__Task prompt__:
Your answer should consist of every line from the records that holds the string "here".

(Stored data entries)
----
PR #669, opened 2019-05-21
Make the segment locking LWTs happen inside an initial opportunistic check against `canRepair(..)`

michaelsembwever:
Make the segment locking LWTs happen inside an initial opportunistic check against `canRepair(..)`

The `canRepair(..) -> lockSegmentRunners() -> canRepair(..)` flow mimics the double-locking-idoim.
 Suspicion is the LWTs is not required. (If removed the second check on `canRepair(..)` must also be removed.)

ref: https://github.com/thelastpickle/cassandra-reaper/pull/622#discussion_r284190582

### DIFF
--- a/src/server/src/main/java/io/cassandrareaper/service/SegmentRunner.java
+++ b/src/server/src/main/java/io/cassandrareaper/service/SegmentRunner.java
@@ -87,7 +87,9 @@ final class SegmentRunner implements RepairStatusHandler, Runnable {
   private static final Pattern REPAIR_UUID_PATTERN
       = Pattern.compile("[0-9a-f]{8}-[0-9a-f]{4}-[0-9a-f]{4}-[0-9a-f]{4}-[0-9a-f]{12}");
 
-  private static final long SLEEP_TIME_AFTER_POSTPONE_IN_MS = 10000;
+  private static final long SLEEP_TIME_AFTER_POSTPONE_IN_MS
+      = Integer.getInteger(SegmentRunner.class.getName() + ".sleep_time_after_postpone_in_ms", 10000);
+
   private static final ExecutorService METRICS_GRABBER_EXECUTOR = Executors.newFixedThreadPool(10);
   private static final long METRICS_POLL_INTERVAL_MS = TimeUnit.SECONDS.toMillis(5);
   private static final long METRICS_MAX_WAIT_MS = TimeUnit.MINUTES.toMillis(2);
@@ -304,27 +306,13 @@ final class SegmentRunner implements RepairStatusHandler, Runnable {
 
       LazyInitializer<Set<String>> busyHosts = new BusyHostsInitializer(cluster);
 
-      // If we're using a distributed storage, we need to synchronize with other Reaper instances
-      // So we don't start too many segments at the same time
-      if (!lockSegmentRunners()) {
-        LOG.debug(
-            "Not allowed to run the segment for now as another Reaper holds the lock for repair run {}. "
-            + "Will try again later",
-            segment.getRunId());
-        return false;
-      }
       if (!canRepair(segment, keyspace, coordinator, cluster, busyHosts)) {
         LOG.info(
-            "Cannot run segment {} for repair {} at the moment. Will try again later",
-            segmentId,
-            segment.getRunId());
-        SEGMENT_RUNNERS.remove(segment.getId());
+            "Cannot run segment {} for repair {} at the moment. Will try again later", segmentId, segment.getRunId());
+
         try {
           Thread.sleep(SLEEP_TIME_AFTER_POSTPONE_IN_MS);
-        } catch (InterruptedException e) {
-          LOG.debug("Interrupted while sleeping after a segment was postponed... weird stuff...");
-        }
-        releaseSegmentRunners();
+        } catch (InterruptedException ignore) { }
         return false;
       }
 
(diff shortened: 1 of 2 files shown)


src/server/src/main/java/io/cassandrareaper/service/SegmentRunner.java
```diff
@@ -302,34 +304,45 @@ private boolean runRepair() {
...
-        releaseSegmentRunners();
+        } catch (InterruptedException ignore) { }
         return false;
       }
 
       try (Timer.Context cxt1 = context.metricRegistry.timer(metricNameForRepairing(segment)).time()) {
         try {
           LOG.debug("Enter synchronized section with segment ID {}", segmentId);
           synchronized (condition) {
+            if (!lockSegmentRunners()) {
```
adejanovski, line 323: I don't see the corresponding `releaseSegmentRunners()` call in this commit. What did you have in mind about this?

adejanovski (commented):
I'm not convinced about the approach because `canRepair()` will generate some delay in starting segment. In sidecar and each mode, it takes a little while to start segments because of the metrics requests so doing this twice will double this time.
It would be good to run some repairs with both versions to compare total durations.

src/server/src/main/java/io/cassandrareaper/service/SegmentRunner.java
michaelsembwever: the code is inside the `try-finally` block. see https://github.com/thelastpickle/cassandra-reaper/pull/669/commits/5a4ede8c187714c8cfe1dcfb4522fe37d17e5d3e#diff-e6aa6503be815f976c3ed7a845621f4aR387

michaelsembwever:
> In sidecar and each mode, it takes a little while to start segments because of the metrics requests so doing this twice will double this time.

Are the metrics requests cleared and re-requested?

src/server/src/main/java/io/cassandrareaper/service/SegmentRunner.java
adejanovski: Cool, I missed it.

adejanovski:
> > In sidecar and each mode, it takes a little while to start segments because of the metrics requests so doing this twice will double this time.
> 
> Are the metrics requests cleared and re-requested?

Yes, otherwise it would defeat the double check idiom : https://github.com/thelastpickle/cassandra-reaper/blob/alex/new-sidecar-mode/src/server/src/main/java/io/cassandrareaper/service/SegmentRunner.java#L628

michaelsembwever:
> Yes, otherwise it would defeat the double check idiom : https://github.com/thelastpickle/cassandra-reaper/blob/alex/new-sidecar-mode/src/server/src/main/java/io/cassandrareaper/service/SegmentRunner.java#L628

`canRepair(..)` involves two checks: one against the storage and one with jmx metrics (direct or requested).

Either way the trade-off, the first check of `canRepair(..)` is expected to be faster than the LWT locking.
Furthermore, it is unknown how often we'll depend on the second call to `canRepair(..)`, and that questions the logic to it…
Maybe the second call to `canRepair(..)` should be replaced with only a check against the storage backend. Since the jmx metrics arn't expected to change that much over the "double-locking"?

src/server/src/main/java/io/cassandrareaper/service/SegmentRunner.java
```diff
@@ -302,34 +304,45 @@ private boolean runRepair() {
...
+                  segmentId,
+                  segment.getRunId());
+
+              return false;
+            }
+
+            // double-locking-idiom, only applies to non-incremental and distributed storage
+            if (!repairUnit.getIncrementalRepair()
+                && context.storage instanceof IDistributedStorage
+                && !canRepair(segment, keyspace, coordinator, cluster, busyHosts)) {
```
michaelsembwever: does the jmx metrics have to happen inside the lock? if not we can simplify the second `canRepair(..)` (this one).

michaelsembwever: possibility to do `assert nodesReadyForNewRepair (..)` here…

src/server/src/main/java/io/cassandrareaper/service/SegmentRunner.java
```diff
@@ -1146,6 +1180,58 @@ long intensityBasedDelayMillis(double intensity) {
...
+  private boolean lockSegmentRunners() {
+    if (this.repairUnit.getIncrementalRepair()) {
+      return true;
+    }
+
+    try (Timer.Context cx
+        = context.metricRegistry.timer(MetricRegistry.name(SegmentRunner.class, "lockSegmentRunners")).time()) {
+
+      boolean result = context.storage instanceof IDistributedStorage
+          ? ((IDistributedStorage) context.storage).takeLead(repairRunner.getRepairRunId(), LOCK_DURATION)
```
adejanovski: Instead of using `repairRunner.getRepairRunId()`, let's use a unique constant UUID that would be declared as `final static` member of SegmentRunner (like `13814000-1dd2-11b2-8080-808080808080` for example, any valid timeuuid would work here I guess).

This will allow to have a global lock which is what we want, not a repair level lock.

Thi

src/server/src/main/java/io/cassandrareaper/service/SegmentRunner.java
```diff
@@ -1146,6 +1180,58 @@ long intensityBasedDelayMillis(double intensity) {
...
+  private boolean renewLockSegmentRunners() {
+    if (this.repairUnit.getIncrementalRepair()) {
+      return true;
+    }
+
+    try (Timer.Context cx
+        = context.metricRegistry.timer(MetricRegistry.name(SegmentRunner.class, "renewLockSegmentRunners")).time()) {
+
+      boolean result = context.storage instanceof IDistributedStorage
+          ? ((IDistributedStorage) context.storage).renewLead(repairRunner.getRepairRunId(), LOCK_DURATION)
```
adejanovski: Same here, we need to use the global lock, not a per repair lock.

src/server/src/main/java/io/cassandrareaper/service/SegmentRunner.java
```diff
@@ -1146,6 +1180,58 @@ long intensityBasedDelayMillis(double intensity) {
...
+      return result;
+    }
+  }
+
+  private void releaseSegmentRunners() {
+    if (!this.repairUnit.getIncrementalRepair()) {
+      try (Timer.Context cx
+          = context.metricRegistry.timer(MetricRegistry.name(SegmentRunner.class, "releaseSegmentRunners")).time()) {
+        if (context.storage instanceof IDistributedStorage) {
+          ((IDistributedStorage) context.storage).releaseLead(repairRunner.getRepairRunId());
```
adejanovski: To be consistent with the other methods, this needs to use the global lock too.

src/server/src/main/java/io/cassandrareaper/service/SegmentRunner.java
michaelsembwever: I'm left a bit uncertain on this.

The work in this PR is to add validation onto whether we need the locking at all. I suspect that we can't 100% avoid the situation of duplicate segment repairs no matter what we do, and that the opportunistic provided here will do the job in all production environments.

Can we focus this PR on just adding the opportunistic check and leave any corrections to the LWT separate?

michaelsembwever:
> Maybe the second call to canRepair(..) should be replaced with only a check against the storage backend.

this has been done.

adejanovski (approved):
I agree on keeping the changes to the LWT as separate from this PR.

PR #675, opened 2019-05-29
Improve performance of JsonParseUtils

michaelsembwever:
- was taking up 92% of calls to `storage.getNextFreeSegmentInRange(..)`
 - which is 81%of `RepairRunner.run()`
 - was taking up 99% of cpu time to `ClusterResource.getCluster(..)`


adejanovski (approved):
I always wondered what was the cost of instantiating the ObjectMapper on demand. I guess I have the answer now 😅 

LGTM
----
__Output of the task__:
michaelsembwever: possibility to do `assert nodesReadyForNewRepair (..)` here…
adejanovski: Instead of using `repairRunner.getRepairRunId()`, let's use a unique constant UUID that would be declared as `final static` member of SegmentRunner (like `13814000-1dd2-11b2-8080-808080808080` for example, any valid timeuuid would work here I guess).
adejanovski: Same here, we need to use the global lock, not a per repair lock.
The work in this PR is to add validation onto whether we need the locking at all. I suspect that we can't 100% avoid the situation of duplicate segment repairs no matter what we do, and that the opportunistic provided here will do the job in all production environments.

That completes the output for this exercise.